Giving temporary tax cuts to working people, but permanent? I 
think that says a lot.
    It ballooned the deficit by $1.5 trillion, and the bill 
never paid for itself. I was brand new, so I was meeting with a 
lot of folks regarding the--this tax plan after I got elected 
and how it was going to impact. And I was always told by every 
expert these tax cuts never, ever pay for themselves. Supply-
side never worked. I mean, how many of you have heard about the 
Kansas experiment, where they tried to cut taxes and taxes and 
taxes. It blew up the deficit; it reduced revenue so much that 
their own Republican legislature had to repeal those tax cuts, 
and then had to override the Republican Governor Brownback's 
veto, right? Supply side doesn't work. Tax cuts never pay for 
themselves.
    But that is a story, it seems like, as old as time that 
people want to keep telling people. That is how--that is what 
you people sell. And then we have some people of this committee 
itself that are for the Trump tax cuts but are talking about 
the deficit as we speak on the floor. I find that just 
egregious.
    Five, it reduced the top tax rate for millionaires.
    And then six, it disallowed deductions for union dues, for 
union dues. This is peanuts, right? But who does that impact? 
It impacts construction workers, ironworkers, plumbers, 
teachers, nurses. Go on and on. The people that are building 
this country, the people that take care of our children, the 
people that are right now building the bridges, right, and our 
infrastructure, the people that are going to help make sure 
that the Francis Scott Key Bridge is rebuilt in record time. 
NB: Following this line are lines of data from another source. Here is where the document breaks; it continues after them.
PR #447, opened 2025-07-31
Download for some files halted w/o finishing ever

clostao:
Downloads from source were performed correctly but the duplication on streams for caching was provoking streams not being consumed therefore pausing the HTTP download.

More precisely, when a stream is forked in two branches the first needs the second (and viceversa) to be consumed too in order to be consumed. The problem was in that we were caching sequentially both `fsCache` and `memoryDownloadCache`  so the first would block the caching of the first won't happen until the second is consumed, effectively halting the download.

**Problem:**

```ts
// Awaiting in first set call was making 'fsCacheStream' to not be consumed blocking the download
forkStream(cacheStream).then(async ([fsCacheStream, memoryCacheStream]) => {
      await memoryDownloadCache.set(cid, memoryCacheStream) // awaiting
      await fsCache.set(cid, { data: fsCacheStream, size })
})
```

**Solution:**

```ts
// Fork the stream again for caching w/o blocking the main thread
forkStream(cacheStream).then(async ([fsCacheStream, memoryCacheStream]) => {
   memoryDownloadCache.set(cid, memoryCacheStream)
   fsCache.set(cid, { data: fsCacheStream, size })
})
```

### DIFF
--- a/backend/src/core/objects/files/nodeComposer.ts
+++ b/backend/src/core/objects/files/nodeComposer.ts
@@ -44,7 +44,7 @@ export const composeNodesDataAsFileReadable = async ({
         )
 
         if (chunkedData.some((e) => e === undefined)) {
-          const notFoundChunkIndex = chunksToDownload.findIndex(
+          const notFoundChunkIndex = chunkedData.findIndex(
             (e) => e === undefined,
           )
           this.destroy(
--- a/backend/src/infrastructure/services/download/index.ts
+++ b/backend/src/infrastructure/services/download/index.ts
@@ -80,24 +80,25 @@ export const downloadService = {
     logger.debug(
       `Populating caches for cid=${cid} with options=${JSON.stringify(options)}`,
     )
-    const [stream1, stream2] =
+
+    // If byte range is set, don't cache and return the stream directly
+    if (options?.byteRange) {
+      return stream instanceof Readable ? stream : Readable.from(stream)
+    }
+
+    // Fork the stream once for caching and return
+    const [returnStream, cacheStream] =
       stream instanceof Readable
         ? await forkStream(stream)
         : await forkAsyncIterable(stream)
 
-    // If byte range is not set, cache the file in the memory and file system caches
-    // Do this asynchronously to avoid blocking the stream return
-    if (!options?.byteRange) {
-      forkStream(stream2)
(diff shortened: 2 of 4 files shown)


backend/src/core/objects/files/nodeComposer.ts
```diff
@@ -44,7 +44,7 @@ export const composeNodesDataAsFileReadable = async ({
         )
 
         if (chunkedData.some((e) => e === undefined)) {
-          const notFoundChunkIndex = chunksToDownload.findIndex(
+          const notFoundChunkIndex = chunkedData.findIndex(
```
clostao, line 47: This was a check that we were performing incorrectly by checking if the requested cid was not undefined rather than the actual data of that CID

backend/src/infrastructure/services/download/index.ts
```diff
@@ -80,24 +80,25 @@ export const downloadService = {
...
-        .catch((error) => {
-          logger.warn(error, 'Error caching file with cid %s', cid)
-        })
-    }
-    return stream1
+    // Fork the stream again for caching w/o blocking the main thread
+    forkStream(cacheStream).then(async ([fsCacheStream, memoryCacheStream]) => {
+      memoryDownloadCache.set(cid, memoryCacheStream)
+      fsCache.set(cid, { data: fsCacheStream, size })
+    })
```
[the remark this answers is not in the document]
clostao: This is incorrect since `forkAsyncIterable` returns [Iterable, Iterable]

backend/src/infrastructure/services/download/index.ts
```diff
@@ -80,24 +80,25 @@ export const downloadService = {
...
-    // Do this asynchronously to avoid blocking the stream return
-    if (!options?.byteRange) {
-      forkStream(stream2)
-        .then(async ([stream3, stream4]) => {
-          await memoryDownloadCache.set(cid, stream3)
-          await fsCache.set(cid, { data: stream4, size })
-        })
-        .catch((error) => {
-          logger.warn(error, 'Error caching file with cid %s', cid)
-        })
```
jfrank-summit, line 98: Why remove the error handling?

jfrank-summit (approved):
LGTM 🚀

These are the people who we just--we took that away. Why? It 
was not a big pay-for. It was to be petty and political.
    So a lot of what I have seen really just tells me where we 
see our country and what we value. The tax code is about 
values, in my belief, and you can do it in a way that supports 
working people or not. And I think that is what the Trump tax 
cuts did. At the same time, what Democrats want to do, we want 
to focus on policies and tax policy that helps working 
families, the middle class, gets us up and people who are 
struggling to get in the middle class make it a little bit 
easier. We want affordable childcare, affordable housing, and 
housing that is affordable. We want to cut the child poverty 
rate like we did under the American Rescue Plan.
    One last thing. We have a very different idea of what the 
role of government should be in people's lives. But I was 
listening--and with all due respect to one of the speakers--
said the greatest abuse of the Constitution of the United 
States in my lifetime was President Biden going to Europe and 
negotiating a minimum corporate income tax and giving them the 
power to cut--to tax corporate income in America, but if you 
don't raise the rate.
    Here is the thing. The greatest--that is exactly what I--we 
had it transcribed. The greatest abuse of the Constitution in 
my lifetime is when a former President incited a riot that 
tried to stop the peaceful transfer of power. That is the 
greatest abuse of our Constitution in my lifetime, attacking 
the idea of America itself, that it is a country that is 
governed, self-governed, by the consent of the people. That is 
the greatest abuse.
    And that is what really is--this is about, I believe our 
values. Democrats believe in our Constitution, the working 
class, and the middle class, and some don't.
    With that, I yield back.
    Chairman SMITH. Thank you. I want to thank each and every 
one of you for the 4 hours and 15 minutes that you have been 
part of this hearing. This is the beginning of what we are 
going to see over the next 20 months with the expiration of 
$4.3 trillion worth of tax cuts on all Americans. So we have a 
lot of work before us.
    Please be advised that members have two weeks to submit 
written questions to be answered later in writing. Those 
questions and your answers will be made part of the formal 
hearing record.
    With that, the committee is adjourned.